-- Problem to work on --
Reproduce only the lines from the line containing "tests will follow" to the end of the entries below, including both of those lines.
%%
PR #660, opened 2022-06-24
bugfix for non constraint

samwaseda:
SPHInX offers the possibility to not constrain some of the magnetic moments, which could not be activated before this fix, because `SparseList` does not work in the same way as array or list.


samwaseda:
tests will follow

samwaseda:
In the end I also fixed `SparseList`

samwaseda:
I don't understand what's happening with black, but since everything else is working and I urgently need this bugfix for what I'm doing right now, I merge it. Otherwise I don't think anyone would be affected.

niklassiemer:
The black formatting workflow fails if there is nothing to do. Thus, everything is fine :)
%%
-- Response to this task --
tests will follow

samwaseda:
In the end I also fixed `SparseList`

samwaseda:
I don't understand what's happening with black, but since everything else is working and I urgently need this bugfix for what I'm doing right now, I merge it. Otherwise I don't think anyone would be affected.

niklassiemer:
The black formatting workflow fails if there is nothing to do. Thus, everything is fine :)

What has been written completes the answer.